The thirst for green spaces in the wake of the Covid-19 pandemic has prompted a leading housebuilder to scale back its operations in London.

Redrow said the decision to focus on its regional divisions reflected a shift in home movers' priorities, including a desire for more inside and outside space.

Shares fell 4% to 442p as Redrow also revealed that profits for the year to June will be substantially below last year, reflecting the impact of Covid-19 and cost of scaling back the London operations to just its Colindale Gardens development.

The group completed 4,032 homes in the year compared to 6,443 the year before. Turnover is expected to be £1.34 billion against £2.11 billion last time.

More encouragingly, Redrow starts the new financial year with a record order book of £1.42 billion and said trading had been encouraging since the easing of lockdown restrictions.
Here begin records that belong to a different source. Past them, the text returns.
Issue #1114, opened 2017-08-06
Some refinement and reduction of Hypothesis


drvinceknight:
We've been getting what feels like a few more health warning type errors with hypothesis including indications of some depreciations of features we're using (we always pip install the latest hypothesis on travis). I'll take a look at this (just opening an issue to keep track). If we get any hypothesis type failures on travis could we copy the error message in to this issue to give me some pointers :) :+1:

drvinceknight:
At: https://travis-ci.org/Axelrod-Python/Axelrod/jobs/261514887

```
ERROR: test_property_serial_play (axelrod.tests.unit.test_tournament.TestTournament)
Test serial play using hypothesis
----------------------------------------------------------------------
Traceback (most recent call last):
  File "/home/travis/build/Axelrod-Python/Axelrod/axelrod/tests/unit/test_tournament.py", line 221, in test_property_serial_play
    max_turns=10, min_repetitions=2,
  File "/home/travis/virtualenv/python3.6.2/lib/python3.6/site-packages/hypothesis/core.py", line 721, in wrapped_test
    random, settings, test_runner, search_strategy)
  File "/home/travis/virtualenv/python3.6.2/lib/python3.6/site-packages/hypothesis/core.py", line 398, in perform_health_checks
    HealthCheck.too_slow,
  File "/home/travis/virtualenv/python3.6.2/lib/python3.6/site-packages/hypothesis/core.py", line 272, in fail_health_check
    raise FailedHealthCheck(message)
hypothesis.errors.FailedHealthCheck: Data generation is extremely slow: Only produced 10 valid examples in 1.01 seconds (0 invalid ones and 0 exceeded maximum size). Try decreasing size of the data you're generating (with e.g.average_size or max_leaves parameters).
See https://hypothesis.readthedocs.io/en/latest/healthchecks.html for more information about this. If you want to disable just this health check, add HealthCheck.too_slow to the suppress_health_check settings for this test.
```

drvinceknight:
Closed by #1121

PR #1121, opened 2017-08-18
Implement a global reset and trim test suite

### LINKED ISSUE #1119: Minor refactor of __init__ and reset
Often we set and clear `Player` attributes in our `__init__` and `reset` methods, resulting in duplicate code and sometimes subtle bugs when we miss something in the `reset` method (or leave it out altogether).

I think it makes sense to have either a special method called something like `set_default_attributes` that handle all the attribute initialization and clearing that is called by the default `reset` method, or that we alter `Player.__init__` to call `reset` by default and set all the variables in the reset method. I prefer the former.

Thoughts?

drvinceknight:
This makes use of the `init_kwargs` and in fact we no longer need to
write reset methods (unless we want them for cheating strategies etc).

There are two relevant (simple) changes:

- Modify `player.reset` to call `self.__init__(**self.kwargs)`
- Tweak the match to pass the match attributes to the player just after resetting it.

The rest are me just removing the `reset` method except for the `Darwin` strategy which does things it's own way (and is classified as such).

Closes #1119

### DIFF
--- a/.travis.yml
+++ b/.travis.yml
@@ -24,7 +24,7 @@ script:
   - cd docs; make html
   # Run the test suit with coverage
   - cd ..
-  - coverage run --source=axelrod -m unittest discover
+  - travis_wait 30 coverage run --source=axelrod -m unittest discover
   - coverage report -m
   # Run the doctests
   - python doctests.py
--- a/axelrod/match.py
+++ b/axelrod/match.py
@@ -132,6 +132,7 @@ class Match(object):
         if self._stochastic or (cache_key not in self._cache):
             for p in self.players:
                 p.reset()
+                p.set_match_attributes(**self.match_attributes)
             for _ in range(turns):
                 self.players[0].play(self.players[1], self.noise)
             result = list(
--- a/axelrod/player.py
+++ b/axelrod/player.py
@@ -247,13 +247,9 @@ class Player(object):
         This method is called at the beginning of each match (between a pair
         of players) to reset a player's state to its initial starting point.
         It ensures that no 'memory' of previous matches is carried forward.
-
-        The default method resets a player's history, cooperations, defections
-        and state_distribution. Players which have further attributes need to
-        override this method and ensure those additional attributes are also
-        reset.
         """
         self.history = []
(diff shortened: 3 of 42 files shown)


drvinceknight:
This PR was having numerous CI failures due to hypothesis timeouts so I've gone through and trimmed a number of tests:

- Reduce examples of hypothesis
- Reduce some of the sizes of the larger integration tests
- Set defaults for some property based tests to only use short run time
  strategies

This now closes #1114

drvinceknight:
There are two things going on in this PR. Usually we'd want to avoid that but in this case the first thing (adding the `reset`) was proving to be a good thing to "fix" as far as the tests go. The commits are tidy so if helpful:

- a04cfb6 implements the new reset method
- efefd13 trims our tests (less examples in hypothesis, use of short run time strategies etc) and tweaks the travis config to allow for a longer run time

There are two further commits:

- 4157070 adds an error just to make sure travis reports this correctly;
- 553e131 reverts 4157070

This has been driven by high demand from customers using the Help to Buy scheme.

The fall for Redrow shares was mirrored by other housebuilders in the FTSE 100 index, with Barratt Developments and Berkeley Group both down 2%. The top flight was down by 0.75% or 45.57 points to 6,180.20 after heavyweights BP and Royal Dutch Shell both slid 2% in the wake of Shell's big write-down of assets.

The FTSE 100 index, however, remains on course for one of its best quarters since the financial crisis — rising by more than 11% from its first quarter slump.

Smiths Group was the biggest blue-chip riser, charging 7% to 1,388p after announcing a restructuring plan that it hopes will keep it on track for operating margins of 18% to 20%.

The technology group, whose operations range from medical devices to airport security scanners, reported resilient trading in the past four months as underlying revenues rose 1%.

Outside the top flight, online travel firm On The Beach's shares fell 2% despite seeing a “significant increase” in demand for summer holidays in the wake of the government's decision to open air bridges to several European countries.

While booking volumes for the following year remain low, they have been helped by the early release of flights by most major airlines.

The group, which had been trading strongly prior to the Covid-19 pandemic, reported half-year profits of £2.3 million up to the end of March, down £13.4 million on last time.